[[ Data shown, beginning ]]

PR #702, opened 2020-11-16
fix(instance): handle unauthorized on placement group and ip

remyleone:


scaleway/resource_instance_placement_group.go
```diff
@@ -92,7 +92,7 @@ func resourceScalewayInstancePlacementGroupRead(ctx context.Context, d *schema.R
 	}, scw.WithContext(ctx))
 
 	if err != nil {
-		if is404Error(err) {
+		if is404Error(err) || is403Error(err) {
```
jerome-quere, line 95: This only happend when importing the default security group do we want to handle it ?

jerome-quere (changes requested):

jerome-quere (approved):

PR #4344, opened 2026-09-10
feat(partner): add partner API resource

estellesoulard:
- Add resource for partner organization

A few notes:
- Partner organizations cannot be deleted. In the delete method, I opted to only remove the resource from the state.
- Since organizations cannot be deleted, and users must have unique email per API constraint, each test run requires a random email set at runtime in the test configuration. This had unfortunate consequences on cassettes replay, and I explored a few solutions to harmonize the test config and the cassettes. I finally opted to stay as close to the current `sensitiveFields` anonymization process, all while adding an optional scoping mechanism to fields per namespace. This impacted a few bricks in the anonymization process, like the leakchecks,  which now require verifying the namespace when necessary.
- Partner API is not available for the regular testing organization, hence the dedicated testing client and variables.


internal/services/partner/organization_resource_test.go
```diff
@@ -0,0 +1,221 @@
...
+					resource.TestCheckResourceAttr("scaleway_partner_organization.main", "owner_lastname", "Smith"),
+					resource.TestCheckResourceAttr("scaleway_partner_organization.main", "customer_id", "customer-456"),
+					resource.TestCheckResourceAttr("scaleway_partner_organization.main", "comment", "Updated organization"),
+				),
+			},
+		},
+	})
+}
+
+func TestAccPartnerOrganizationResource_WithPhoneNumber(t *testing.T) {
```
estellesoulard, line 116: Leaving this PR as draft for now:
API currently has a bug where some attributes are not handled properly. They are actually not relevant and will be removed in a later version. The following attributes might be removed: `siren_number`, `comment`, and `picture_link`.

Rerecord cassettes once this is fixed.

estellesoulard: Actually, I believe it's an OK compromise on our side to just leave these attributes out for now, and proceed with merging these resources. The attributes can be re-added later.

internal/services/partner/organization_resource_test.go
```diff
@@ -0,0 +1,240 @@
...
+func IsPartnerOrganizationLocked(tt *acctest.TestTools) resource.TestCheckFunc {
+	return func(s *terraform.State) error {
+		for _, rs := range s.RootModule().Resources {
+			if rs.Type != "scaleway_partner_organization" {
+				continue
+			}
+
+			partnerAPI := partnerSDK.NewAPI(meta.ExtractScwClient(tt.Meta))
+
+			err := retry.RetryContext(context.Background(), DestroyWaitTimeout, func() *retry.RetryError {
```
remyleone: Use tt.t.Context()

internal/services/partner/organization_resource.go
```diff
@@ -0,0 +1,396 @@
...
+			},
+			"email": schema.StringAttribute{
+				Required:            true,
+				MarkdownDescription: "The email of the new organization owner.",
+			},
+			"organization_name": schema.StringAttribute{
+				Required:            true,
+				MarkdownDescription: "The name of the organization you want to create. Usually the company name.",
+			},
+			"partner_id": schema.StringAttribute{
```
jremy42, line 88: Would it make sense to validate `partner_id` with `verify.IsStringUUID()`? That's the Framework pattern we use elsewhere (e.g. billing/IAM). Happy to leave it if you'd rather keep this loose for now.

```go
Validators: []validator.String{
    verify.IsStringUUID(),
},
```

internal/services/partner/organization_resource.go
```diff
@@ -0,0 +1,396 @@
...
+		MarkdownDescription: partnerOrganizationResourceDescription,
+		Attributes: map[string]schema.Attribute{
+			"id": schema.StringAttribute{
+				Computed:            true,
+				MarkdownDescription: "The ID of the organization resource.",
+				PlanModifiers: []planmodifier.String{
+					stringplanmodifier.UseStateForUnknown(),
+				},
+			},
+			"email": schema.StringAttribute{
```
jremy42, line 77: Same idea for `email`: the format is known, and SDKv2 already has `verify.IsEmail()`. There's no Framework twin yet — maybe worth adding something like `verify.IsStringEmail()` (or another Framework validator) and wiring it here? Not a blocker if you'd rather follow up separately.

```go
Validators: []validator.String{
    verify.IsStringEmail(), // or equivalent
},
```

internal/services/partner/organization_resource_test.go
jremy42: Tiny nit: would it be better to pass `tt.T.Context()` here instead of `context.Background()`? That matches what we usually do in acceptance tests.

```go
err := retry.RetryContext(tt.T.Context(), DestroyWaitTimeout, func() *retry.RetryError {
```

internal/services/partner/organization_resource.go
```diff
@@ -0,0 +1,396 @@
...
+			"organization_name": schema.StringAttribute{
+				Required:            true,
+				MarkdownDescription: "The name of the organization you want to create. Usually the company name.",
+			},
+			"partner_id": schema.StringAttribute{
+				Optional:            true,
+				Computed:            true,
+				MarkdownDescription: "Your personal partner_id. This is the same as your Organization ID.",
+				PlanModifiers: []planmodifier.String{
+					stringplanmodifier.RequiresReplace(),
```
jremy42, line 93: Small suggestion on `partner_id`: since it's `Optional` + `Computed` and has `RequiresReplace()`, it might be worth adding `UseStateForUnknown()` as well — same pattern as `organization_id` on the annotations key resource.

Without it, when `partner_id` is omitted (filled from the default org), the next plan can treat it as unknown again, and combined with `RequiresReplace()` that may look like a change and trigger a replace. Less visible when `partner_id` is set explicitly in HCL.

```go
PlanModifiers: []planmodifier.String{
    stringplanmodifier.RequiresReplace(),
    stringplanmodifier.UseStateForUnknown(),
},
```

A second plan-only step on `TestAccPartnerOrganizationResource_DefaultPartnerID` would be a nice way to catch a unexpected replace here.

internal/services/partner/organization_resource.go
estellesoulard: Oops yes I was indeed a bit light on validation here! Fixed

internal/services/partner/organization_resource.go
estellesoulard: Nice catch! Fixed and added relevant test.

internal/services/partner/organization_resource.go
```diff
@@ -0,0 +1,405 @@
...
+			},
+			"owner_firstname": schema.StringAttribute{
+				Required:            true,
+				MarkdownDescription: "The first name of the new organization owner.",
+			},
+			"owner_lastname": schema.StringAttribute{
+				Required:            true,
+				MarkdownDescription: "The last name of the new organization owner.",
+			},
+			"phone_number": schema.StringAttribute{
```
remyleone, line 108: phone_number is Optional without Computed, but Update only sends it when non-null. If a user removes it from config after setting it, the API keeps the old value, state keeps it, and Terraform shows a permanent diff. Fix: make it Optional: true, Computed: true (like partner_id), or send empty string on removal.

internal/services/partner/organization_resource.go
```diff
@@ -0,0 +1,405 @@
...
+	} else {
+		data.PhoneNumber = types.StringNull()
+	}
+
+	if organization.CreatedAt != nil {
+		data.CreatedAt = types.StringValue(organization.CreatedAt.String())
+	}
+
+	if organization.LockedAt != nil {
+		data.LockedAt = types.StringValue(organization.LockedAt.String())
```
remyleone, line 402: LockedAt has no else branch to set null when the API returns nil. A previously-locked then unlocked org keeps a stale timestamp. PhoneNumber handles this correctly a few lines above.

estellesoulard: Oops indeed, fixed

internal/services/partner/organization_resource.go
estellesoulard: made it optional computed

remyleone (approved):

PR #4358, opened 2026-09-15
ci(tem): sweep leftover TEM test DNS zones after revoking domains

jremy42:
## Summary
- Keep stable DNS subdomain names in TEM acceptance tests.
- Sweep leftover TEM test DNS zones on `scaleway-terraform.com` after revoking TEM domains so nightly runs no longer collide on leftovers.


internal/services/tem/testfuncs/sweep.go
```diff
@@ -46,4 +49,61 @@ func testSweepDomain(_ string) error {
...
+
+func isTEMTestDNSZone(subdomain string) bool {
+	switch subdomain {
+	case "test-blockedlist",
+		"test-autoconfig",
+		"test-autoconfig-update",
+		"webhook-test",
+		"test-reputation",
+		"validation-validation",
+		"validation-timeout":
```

[[ Data shown, end ]]

(Exercise prompt)
All of the data is to be written out again, word for word.

(Reply to the task)
PR #702, opened 2020-11-16
fix(instance): handle unauthorized on placement group and ip

remyleone:


scaleway/resource_instance_placement_group.go
```diff
@@ -92,7 +92,7 @@ func resourceScalewayInstancePlacementGroupRead(ctx context.Context, d *schema.R
 	}, scw.WithContext(ctx))
 
 	if err != nil {
-		if is404Error(err) {
+		if is404Error(err) || is403Error(err) {
```
jerome-quere, line 95: This only happend when importing the default security group do we want to handle it ?

jerome-quere (changes requested):

jerome-quere (approved):

PR #4344, opened 2026-09-10
feat(partner): add partner API resource

estellesoulard:
- Add resource for partner organization

A few notes:
- Partner organizations cannot be deleted. In the delete method, I opted to only remove the resource from the state.
- Since organizations cannot be deleted, and users must have unique email per API constraint, each test run requires a random email set at runtime in the test configuration. This had unfortunate consequences on cassettes replay, and I explored a few solutions to harmonize the test config and the cassettes. I finally opted to stay as close to the current `sensitiveFields` anonymization process, all while adding an optional scoping mechanism to fields per namespace. This impacted a few bricks in the anonymization process, like the leakchecks,  which now require verifying the namespace when necessary.
- Partner API is not available for the regular testing organization, hence the dedicated testing client and variables.


internal/services/partner/organization_resource_test.go
```diff
@@ -0,0 +1,221 @@
...
+					resource.TestCheckResourceAttr("scaleway_partner_organization.main", "owner_lastname", "Smith"),
+					resource.TestCheckResourceAttr("scaleway_partner_organization.main", "customer_id", "customer-456"),
+					resource.TestCheckResourceAttr("scaleway_partner_organization.main", "comment", "Updated organization"),
+				),
+			},
+		},
+	})
+}
+
+func TestAccPartnerOrganizationResource_WithPhoneNumber(t *testing.T) {
```
estellesoulard, line 116: Leaving this PR as draft for now:
API currently has a bug where some attributes are not handled properly. They are actually not relevant and will be removed in a later version. The following attributes might be removed: `siren_number`, `comment`, and `picture_link`.

Rerecord cassettes once this is fixed.

estellesoulard: Actually, I believe it's an OK compromise on our side to just leave these attributes out for now, and proceed with merging these resources. The attributes can be re-added later.

internal/services/partner/organization_resource_test.go
```diff
@@ -0,0 +1,240 @@
...
+func IsPartnerOrganizationLocked(tt *acctest.TestTools) resource.TestCheckFunc {
+	return func(s *terraform.State) error {
+		for _, rs := range s.RootModule().Resources {
+			if rs.Type != "scaleway_partner_organization" {
+				continue
+			}
+
+			partnerAPI := partnerSDK.NewAPI(meta.ExtractScwClient(tt.Meta))
+
+			err := retry.RetryContext(context.Background(), DestroyWaitTimeout, func() *retry.RetryError {
```
remyleone: Use tt.t.Context()

internal/services/partner/organization_resource.go
```diff
@@ -0,0 +1,396 @@
...
+			},
+			"email": schema.StringAttribute{
+				Required:            true,
+				MarkdownDescription: "The email of the new organization owner.",
+			},
+			"organization_name": schema.StringAttribute{
+				Required:            true,
+				MarkdownDescription: "The name of the organization you want to create. Usually the company name.",
+			},
+			"partner_id": schema.StringAttribute{
```
jremy42, line 88: Would it make sense to validate `partner_id` with `verify.IsStringUUID()`? That's the Framework pattern we use elsewhere (e.g. billing/IAM). Happy to leave it if you'd rather keep this loose for now.

```go
Validators: []validator.String{
    verify.IsStringUUID(),
},
```

internal/services/partner/organization_resource.go
```diff
@@ -0,0 +1,396 @@
...
+		MarkdownDescription: partnerOrganizationResourceDescription,
+		Attributes: map[string]schema.Attribute{
+			"id": schema.StringAttribute{
+				Computed:            true,
+				MarkdownDescription: "The ID of the organization resource.",
+				PlanModifiers: []planmodifier.String{
+					stringplanmodifier.UseStateForUnknown(),
+				},
+			},
+			"email": schema.StringAttribute{
```
jremy42, line 77: Same idea for `email`: the format is known, and SDKv2 already has `verify.IsEmail()`. There's no Framework twin yet — maybe worth adding something like `verify.IsStringEmail()` (or another Framework validator) and wiring it here? Not a blocker if you'd rather follow up separately.

```go
Validators: []validator.String{
    verify.IsStringEmail(), // or equivalent
},
```

internal/services/partner/organization_resource_test.go
jremy42: Tiny nit: would it be better to pass `tt.T.Context()` here instead of `context.Background()`? That matches what we usually do in acceptance tests.

```go
err := retry.RetryContext(tt.T.Context(), DestroyWaitTimeout, func() *retry.RetryError {
```

internal/services/partner/organization_resource.go
```diff
@@ -0,0 +1,396 @@
...
+			"organization_name": schema.StringAttribute{
+				Required:            true,
+				MarkdownDescription: "The name of the organization you want to create. Usually the company name.",
+			},
+			"partner_id": schema.StringAttribute{
+				Optional:            true,
+				Computed:            true,
+				MarkdownDescription: "Your personal partner_id. This is the same as your Organization ID.",
+				PlanModifiers: []planmodifier.String{
+					stringplanmodifier.RequiresReplace(),
```
jremy42, line 93: Small suggestion on `partner_id`: since it's `Optional` + `Computed` and has `RequiresReplace()`, it might be worth adding `UseStateForUnknown()` as well — same pattern as `organization_id` on the annotations key resource.

Without it, when `partner_id` is omitted (filled from the default org), the next plan can treat it as unknown again, and combined with `RequiresReplace()` that may look like a change and trigger a replace. Less visible when `partner_id` is set explicitly in HCL.

```go
PlanModifiers: []planmodifier.String{
    stringplanmodifier.RequiresReplace(),
    stringplanmodifier.UseStateForUnknown(),
},
```

A second plan-only step on `TestAccPartnerOrganizationResource_DefaultPartnerID` would be a nice way to catch a unexpected replace here.

internal/services/partner/organization_resource.go
estellesoulard: Oops yes I was indeed a bit light on validation here! Fixed

internal/services/partner/organization_resource.go
estellesoulard: Nice catch! Fixed and added relevant test.

internal/services/partner/organization_resource.go
```diff
@@ -0,0 +1,405 @@
...
+			},
+			"owner_firstname": schema.StringAttribute{
+				Required:            true,
+				MarkdownDescription: "The first name of the new organization owner.",
+			},
+			"owner_lastname": schema.StringAttribute{
+				Required:            true,
+				MarkdownDescription: "The last name of the new organization owner.",
+			},
+			"phone_number": schema.StringAttribute{
```
remyleone, line 108: phone_number is Optional without Computed, but Update only sends it when non-null. If a user removes it from config after setting it, the API keeps the old value, state keeps it, and Terraform shows a permanent diff. Fix: make it Optional: true, Computed: true (like partner_id), or send empty string on removal.

internal/services/partner/organization_resource.go
```diff
@@ -0,0 +1,405 @@
...
+	} else {
+		data.PhoneNumber = types.StringNull()
+	}
+
+	if organization.CreatedAt != nil {
+		data.CreatedAt = types.StringValue(organization.CreatedAt.String())
+	}
+
+	if organization.LockedAt != nil {
+		data.LockedAt = types.StringValue(organization.LockedAt.String())
```
remyleone, line 402: LockedAt has no else branch to set null when the API returns nil. A previously-locked then unlocked org keeps a stale timestamp. PhoneNumber handles this correctly a few lines above.

estellesoulard: Oops indeed, fixed

internal/services/partner/organization_resource.go
estellesoulard: made it optional computed

remyleone (approved):

PR #4358, opened 2026-09-15
ci(tem): sweep leftover TEM test DNS zones after revoking domains

jremy42:
## Summary
- Keep stable DNS subdomain names in TEM acceptance tests.
- Sweep leftover TEM test DNS zones on `scaleway-terraform.com` after revoking TEM domains so nightly runs no longer collide on leftovers.


internal/services/tem/testfuncs/sweep.go
```diff
@@ -46,4 +49,61 @@ func testSweepDomain(_ string) error {
...
+
+func isTEMTestDNSZone(subdomain string) bool {
+	switch subdomain {
+	case "test-blockedlist",
+		"test-autoconfig",
+		"test-autoconfig-update",
+		"webhook-test",
+		"test-reputation",
+		"validation-validation",
+		"validation-timeout":
```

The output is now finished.